RECORDS:
PR #4077, opened 2015-08-13
Added new GamePad.UWP that uses Windows.Gaming.Input

cra0zy:


tomspilman:
Can you rename this `GamePad.UWP.cs` ?  Microsoft dropped the "UAP" terminology in favor of "UWP"... Universal Windows App.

WORK ITEM: Copy out the lines of the data where the word "GamePad" can be found.

ANSWER SECTION:
Added new GamePad.UWP that uses Windows.Gaming.Input
Can you rename this `GamePad.UWP.cs` ?  Microsoft dropped the "UAP" terminology in favor of "UWP"... Universal Windows App.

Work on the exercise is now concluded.